US 12,242,982 B1
Method of using clusters to train supervised entity resolution in big data
George Anwar Dany Beskales, Waltham, MA (US); Pedro Giesemann Cattori, Cambridge, MA (US); Alexandra V. Batchelor, Cambridge, MA (US); Brian A. Long, Somerville, MA (US); and Nikolaus Bates-Haus, Littleton, MA (US)
Assigned to TAMR, INC., Cambridge, MA (US)
Filed by Tamr, Inc., Cambridge, MA (US)
Filed on Jun. 25, 2021, as Appl. No. 17/358,766.
Application 17/358,766 is a continuation of application No. 17/196,558, filed on Mar. 9, 2021, granted, now 11,049,028.
This patent is subject to a terminal disclaimer.
Int. Cl. G06N 20/00 (2019.01); G06F 16/28 (2019.01); G06N 5/04 (2023.01)

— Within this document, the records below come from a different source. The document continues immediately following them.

PR #4879, opened 2018-03-12
Use sequence schema for "origins" field of group creation schema

robertknight:
Now that we have support for rendering list inputs in forms (albeit in
an unpolished way), use colander's standard method of representing list
fields in schemas for group origins.

This enables validation of the content of each list item using a
validator plus whatever UI affordances we have in our forms for editing
lists of things.

----

In user-facing terms, these changes mean that the "Scope origins" field in the form for creating groups has changed from a text box to our current (not yet polished) UI for editing a list of things, and that invalid URLs fail validation (note that the scheme is not checked and the validation error is not presented nicely but at least it is there):

screenshot 2018-03-12 16 10 37

### DIFF
--- a/h/schemas/admin_group.py
+++ b/h/schemas/admin_group.py
@@ -3,7 +3,7 @@
 from __future__ import unicode_literals
 
 import colander
-from deform.widget import SelectWidget, TextAreaWidget
+from deform.widget import SelectWidget, SequenceWidget, TextAreaWidget
 
 from h import i18n
 from h import validators
@@ -86,11 +86,13 @@ class CreateAdminGroupSchema(CSRFSchema):
         missing=None
     )
 
-    origins = colander.SchemaNode(
-        colander.String(),
+    origins = colander.SequenceSchema(
+        colander.Sequence(),
+        colander.SchemaNode(colander.String(),
+                            name='origin',
+                            validator=colander.url),
         title=_('Scope Origins'),
-        widget=TextAreaWidget(rows=5),
-        hint=_('Enter scope origins (e.g. "http://www.foo.com"), one per line'),
-        preparer=_split_origins,
-        missing=None
+        hint=_('Origins where this group appears (e.g. "https://example.com")'),
+        missing=None,
+        widget=SequenceWidget(add_subitem_text_template=_('Add origin')),
     )
--- a/tests/h/schemas/admin_group_test.py
+++ b/tests/h/schemas/admin_group_test.py
@@ -67,17 +67,13 @@ class TestCreateGroupSchema(object):
 
         bound_schema.deserialize(group_data)
 
-    @pytest.mark.parametrize('input_origins,expected_origins', (
-        ('http://www.foo.com', ['http://www.foo.com']),
-        ('http://www.foo.com\r\nhttps://www.foo.com', ['http://www.foo.com', 'https://www.foo.com']),
-        ('http://www.foo.com   ', ['http://www.foo.com']),
-        ('http://www.foo.com\nhttps://www.foo.com', ['http://www.foo.com', 'https://www.foo.com']),
-    ))
-    def test_it_splits_origins_by_line(self, group_data, bound_schema, input_origins, expected_origins):
-        group_data['origins'] = input_origins
-        appstruct = bound_schema.deserialize(group_data)
-
-        assert appstruct['origins'] == expected_origins
+    @pytest.mark.parametrize('invalid_origin', [
+        'not-a-url',
+    ])
+    def test_it_raises_if_origin_invalid(self, group_data, bound_schema, invalid_origin):
+        group_data['origins'] = [invalid_origin]
+        with pytest.raises(colander.Invalid, match='origins.*Must be a URL'):
+            bound_schema.deserialize(group_data)
 
 
 class TestCreateSchemaWithValidator(object):
@@ -124,13 +120,20 @@ class TestCreateSchemaWithValidator(object):
 
 @pytest.fixture
 def group_data(factories):
+    """
+    Return a serialized representation of the "Create Group" form.
+
+    This is the representation that Deform passes to Colander for
+    deserialization and validation after the HTML form is processed by
+    Peppercorn.
+    """
     return {
         'name': 'My Group',
         'authority': 'example.com',
         'group_type': 'open',
         'creator': factories.User().username,
         'description': 'Lorem ipsum dolor sit amet consectetuer',
-        'origins': 'http://www.foo.com\r\nhttps://www.foo.com'
+        'origins': ['http://www.foo.com', 'https://www.foo.com'],
     }
 
 


h/schemas/admin_group.py
```diff
@@ -86,11 +86,13 @@ class CreateAdminGroupSchema(CSRFSchema):
...
+                            name='origin',
+                            validator=colander.url),
         title=_('Scope Origins'),
-        widget=TextAreaWidget(rows=5),
-        hint=_('Enter scope origins (e.g. "http://www.foo.com"), one per line'),
-        preparer=_split_origins,
-        missing=None
+        hint=_('Origins where this group appears (e.g. "https://example.com")'),
+        missing=None,
+        widget=SequenceWidget(add_subitem_text_template=_('Add origin')),
```
robertknight: I think we might want to use the term "URL" rather than "origin" now, but we can test this out with a few people in the org once it is in production.

h/schemas/admin_group.py
```diff
@@ -86,11 +86,13 @@ class CreateAdminGroupSchema(CSRFSchema):
         missing=None
     )
 
-    origins = colander.SchemaNode(
-        colander.String(),
+    origins = colander.SequenceSchema(
+        colander.Sequence(),
+        colander.SchemaNode(colander.String(),
+                            name='origin',
+                            validator=colander.url),
```
robertknight: We're only validating that the input is a URL here, not that it is an HTTP(S) URL. That is simply for the convenience of using the existing `colander.url` validator to start with. We're also not warning the user that paths are ignored.

tests/h/schemas/admin_group_test.py
```diff
@@ -124,13 +120,20 @@ def user_validator(self, user_svc):
 
 @pytest.fixture
 def group_data(factories):
+    """
+    Return a serialized representation of the "Create Group" form.
+
+    This is the representation that Deform passes to Colander for
+    deserialization and validation after the HTML form is processed by
+    Peppercorn.
+    """
```
robertknight: I added this since it is not that obvious what the relation of this fixture is to the data that actually gets submitted by. the user's browser when they save the form.

seanh:
As Lyza did when she tried to add a simple select control, I think you're running into problems with our over-the-top form design, that makes it difficult to add common new UI elements without considerable design work.

I think this multiple fields approach is the right solution in the long term, but I'm not sure that we should merge this right now until we have better UX for it. Right now, I think this is considerably more confusing to users than what's currently on master.

On master - all scopes go into one text field, one scope per line. It's simplistic but it's clear and obvious. A single multi-line text field is something our form UI design can handle (this type of field already exists elsewhere in our forms).

master

The main limitation, apart from just not being the best UX, is that there's no validation, and even if there was validation (which we could certainly add, at least server-side) there wouldn't be a great way to display validation error messages (it wouldn't be clear which line of the multiline text field an error message applied to).

I think an intermediate step would be to add validation and simply show the validation error(s) on the multiline text field and let the user figure out which line(s) of the text they refer to (not likely to be many lines of text, in fact in most cases it will be just one line).

But on this branch, I think the UI quickly gets even more confusing:

branch

* I don't think it's clear that the **Scope Origins** title applies to all four text fields, remove buttons, and the **Add Origin** button. Some visual grouping  of the related controls under the single title is needed, e.g. by using additional whitespace or by drawing a border around them all. Here's a [screenshot of the entire form](https://user-images.githubusercontent.com/22498/37367618-d7db6846-26fb-11e8-9c7b-47ecb5c7d343.png) so that you can see how the scope-related fields aren't visually grouped together or visually separated from the unrelated fields. They each look like separate, unrelated, and un-labelled, fields.

* Error messages related to scopes appear outside of the text fields, rather than within the borders of the fields as with other error messages in our forms. The error message text is also black rather than red like other error messages. They don't look like error messages, look like they might be labels.

* It's not clear which field an error message applies to. Error message are actually rendered closer to the _next_ field than to the field that the error message actually applies to.

* The text fields for the scopes seem to be about twice as high as they need to be, which I think just adds to the confusing-ness of the layout. The reason many of our forms are really high is because the form label is rendered within the field's border (as is the error message, when there is one) but neither is the case with these scope fields so I think having the field be really tall (looks like a multi-line field) is confusing.

seanh:
I wonder if there's a way to get this change in - split the group scopes into separate single-line text fields for each scope, individually validated and with validation errors rendered next to each individual field - without requiring serious design work but also without making the form confusing?

@robertknight What do you think of this idea below? This might be something good enough that we can implement now, and then improve the design later:

2018-03-14-104455_2560x1440_scrot

What I've done here:

1. The scope origin text fields are the same as other single-line text fields we already have in our forms. So the existing single-line text field design will work. Field label and error messages are inside the border.

2. In order to enable (1) the **Scope Origin** title is repeated in each scope origin text field, which means it's clear what each field is. This also means that it's not necessary to use design skills to visually group the scope origin fields together under a single **Scope Origins** title and/or to visually separate them from the rest of the form fields.

   Of course a really good form design would probably avoid the need to repeat the **Scope Origin** label multiple times (or would it?) but this approach is quick to implement and I think the meaning of the fields is clear.

3. Error messages are red and are inside the borders as with other form fields, so it's clear that it's an error and which field it applies to.

4. I changed the button label to **Add another origin** just to make it more clear what it does and that this button doesn't apply to the existing origin field above the button.

One thing I didn't manage to do in this mockup: I think it would be clearer if the **Remove** button was to the right of the scope origin field it belongs to, instead of below it, so that the input and the remove button are on the same "row" if you like, with the remove button aligned with the right-hand-side of the row. This would make it clearer what the remove button applies to. But getting that to work in the HTML and CSS was tricky. Here's an example of the kind of thing I'm trying to describe, from Bootstrap:

2018-03-14-110136_2560x1440_scrot

(I don't think the remove button needs to be "joined to" the input by a common border, as in Bootstrap, they can be separate but it just needs to be on the same "row" and to the right of the button.)

h/schemas/admin_group.py
seanh: _Is_ the path ignored? Or does creating a group scoped to a URL-with-path end up meaning that the group doesn't appear on the site?

robertknight: Good question. It looks like the path is _not_ ignored at the point when checking whether the origin associated with a group matches that of a document. If a `GroupScope.origin` has a path I think the result will be that it will never match anything since the origin component of the document URL is compared against the `GroupScope.origin`.

seanh: Yep. Because a `GroupScope.origin` is meant to be, and assumed to be, an origin, not a URL. But we've no validation of that because, until now, these things were only ever created by developers. The place to put in that origin-not-path validation is probably here in this admin form. (But I think we can do that as a separate card.)

seanh:
Ok, I think since at least one origin is required there should be one origin field in the form to start with, instead of having to click add origin! But since I know there's another pr coming to refactor the UX here that's fine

CPC G06N 5/04 (2013.01) [G06F 16/285 (2019.01); G06N 20/00 (2019.01)] 20 Claims
OG exemplary drawing
 
1. A method of record clustering comprising:
(a) providing a collection of records, where each record in the collection has
(i) a current cluster membership, and
(ii) a proposed cluster membership,
in which some of the current cluster memberships may also be verified cluster memberships;
(b) requesting, via an interface, a subset of the collection of records and their respective current, proposed, and verified cluster memberships;
(c) indicating, via the interface, for a record in the subset of the collection of records, whether the record is a member of a cluster, thereby resulting in a revised current cluster membership and a revised verified cluster membership for the record;
(d) storing in memory for each record in the collection of records, the revised current cluster membership and the revised verified cluster membership;
(e) creating, using software code executing in a processor, inferred match training labels from the revised current cluster memberships and the revised verified cluster memberships, the inferred match training labels including pairs of records from the collection of records, each pair of records having a match label;
(f) training, using the software code executing in the processor, a pair-wise classifier using the inferred match training labels; and
(g) generating, using the software code executing in the processor, a new proposed cluster membership for each record in the collection of records using the trained pair-wise classifier and the revised verified cluster memberships, thereby producing a record clustering.